今月のお買いもの、平成28年9月に購入したものを御紹介しています。今回はディスクユニオン新宿クラシック館にて購入しました、ナクソスから出ている、第九のCDです。
ナクソスからは、幾つかベートーヴェンの第九のCDが出ていますし、また私自身も実際幾つか持っていますが、それでもこのCDを買ったのには、理由があります。それは、近衛秀磨指揮、読売日本交響楽団の演奏だからです。
以前は巨人ファンだった私は、いつしかベイスターズファンになったため、実は読売日響の演奏は、テレビを録画する以外は避けていました。特に読売新聞があまり好きではないもんで・・・・・
読売日響のCDを買うという事は、利益供与に当たりますので、絶対にやるもんか!と決めていたのです。特にここ最近は・・・・・
それでも、近衛氏の指揮となれば、また別になりますし、そもそも、この演奏は実はナクソスからが最初ではありません。他のレーベルで出ていたものをナクソスが買い取ったものです。
ですから、以前よりは利益供与とは言えない状況になりましたし、また、録音されているホールも、今は亡き東京厚生年金会館。そんな点が、このCDを買い求める理由になりました。
以前、知人から近衛氏と読売日響の演奏はいただいたことがありますが、そのステディな演奏は実に感動的なものでした。実直に積み上げていく演奏が、私の心に響いたのでした。
しかし、です。この第九では、基本的には実直な点は変わりないんですが、所々、変態演奏がちりばめられているのです。

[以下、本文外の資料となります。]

PR #329, opened 2018-06-29
Support clusters/provisioners filtering

ekhomyakova:
Related: https://github.com/Mirantis/kqueen-ui/pull/105

### DIFF
--- a/kqueen/blueprints/api/generic_views.py
+++ b/kqueen/blueprints/api/generic_views.py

それが何処かと言えば、第4楽章です。第1楽章から第3楽章までは、実に実直な演奏ですが、第4楽章に入ると一変。それまで殆どつけていなかったアコーギクもつけていますし、常に私が問題にするvor Gott!の部分はなんと、vor一拍に対し、Gott!は4拍しか伸ばしておらず、殆どアタッカでアラ・マルシアへ突入しています。
その上、練習番号Mの部分は、普通はティンパニがクレッシェンドしないのにさせています。かなり近衛さんがいじっています。
近衛さんと言えば、第九を校訂した人でもあるので、近衛版と言ってもいいのではと思います。ではその変態ぶりが何ともおかしいのかと言えば、これがまた実にぴったりしているんです。
聴いていて、あれ?とは思うものの、実に自然で、活き活きとしており、第九という連帯の音楽を奏する喜びが、随所に現われている演奏です。
合唱団は二期会。ですので力強く美しい演奏になっているのは、さすがプロだけの演奏であろうと思います。ただ、これは決してスタンダードではありません。あくまでも近衛版です。でも、決して不自然でもありません。これはこれでアリ、です。
その後、私はむしろ客演指揮者による読売日響の第九を、それこそ毎年年末の番組で幾度聴いてきたことでしょう。それでも、この近衛さんの指揮は印象に残るものです。じんわりとした感動が後から波のように打ち寄せてきます。
決して今のホールのようには響かない、かつては厚生年金業務の大会も開かれた東京厚生年金会館の大ホールで、喜びに満ちた演奏が奏されたのは、まさに素晴らしい事だったと思います。
どうしてこのCDが中古市場に出たのかわかりませんが、放出した下さったかたには、感謝したいと思います。
聴いているCD
ルートヴィヒ・ヴァン・ベートーヴェン作曲
交響曲第9番ニ短調作品125「合唱付き」
渡辺洋子(ソプラノ)
長野羊奈子(アルト)
藤沼昭彦(テノール)
栗林義信(バリトン)
二期会合唱団
近衛秀磨指揮
読売日本交響楽団
(Naxos NYCC-27295)
地震および津波により被害にあわれた方へお見舞い申し上げますとともに、亡くなられた方のご冥福をお祈りいたします。同時に原発の被害を食い止めようと必死になられているすべての方に、感謝申し上げます。